Dizem os mesmos jornais Fulanistas: «O ministério ominoso, que com mão
tão incerta dirige o leme da coisa pública, declarou-se mãe da ostra. É mostrar um
profundo desprezo pela ordem e pela economia! Quando um ministério assim
pratica é que vai no caminho da anarquia, e nos leva direitos ao abismo!» (Farpa I)

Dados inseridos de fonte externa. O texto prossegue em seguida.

PR #2869, opened 2021-09-06
jira: update endpoint URL

rvl:
We have a new jira server. Update the go-jira config and links.

### Comments

To make go-jira work again, you will need to get a new API token and update your go-jira config.

PR #2871, opened 2021-09-07
Add pass to go-jira setup instructions

sevanspowell:
Completely optional additions to https://github.com/input-output-hk/cardano-wallet/pull/2869 PR, because users can just go view the go-jira documentation.

However, I didn't realize how easy it would be to hook into my existing GPG setup, so I'm adding these instructions to make it clear that if you're already using a YubiKey & a GPG agent, it's super easy to make go-jira use this setup.

### DIFF
--- a/.jira.d/config.yml
+++ b/.jira.d/config.yml
@@ -18,6 +18,30 @@
 #    password-source: keyring
 #    password-name: input-output.atlassian.net/your.name@iohk.io
 #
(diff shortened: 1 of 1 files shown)


rvl (approved):
Yes `pass` is pretty convenient. There is also `gopass`, but I've not tried. I like the "keyring" source because keepassxc integrates with it.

A Definição: Sempre que uma noção possa ser definida de várias maneiras,
definir será efectuar uma escolha que não poderá ser admitida sem discussão, a
menos que não tenha qualquer consequência para o raciocínio. Se, pelo contrário,
uma definição orienta o raciocínio, ela deve ser justificada.

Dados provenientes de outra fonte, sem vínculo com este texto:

PR #2877, opened 2021-09-08
Add stake key deposit parameters to runWalletCoinSelection

rvl:
This is the coin selection part extracted from PR #2754.

The goal is to remove certificate deposit / withdrawal hacks from `Cardano.Wallet.selectAssets` and move the logic towards the coin selection module.

There are some Cardano.Wallet.Util and logging improvements also brought across, which are used by `selectAssets` and `runWalletCoinSelection`.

A Regra da Justiça: “Segundo a definição de Leibniz, dois seres, a e b, são
idênticos se toda a afirmação relativa a um deles for equivalente a uma
afirmação relativa ao outro. Daqui resulta que seria racional tratar da mesma
maneira seres idênticos, pois não existe nenhuma razão para as tratar de
maneira diferente.” (pág. 83). A regra da justiça aplica-se a seres que, ainda
que não idênticos integralmente, têm uma identidade essencial no aspecto
que estiver em causa. Assim, “os seres de uma mesma categoria essencial
devem ser tratados da mesma forma” (pág. 84).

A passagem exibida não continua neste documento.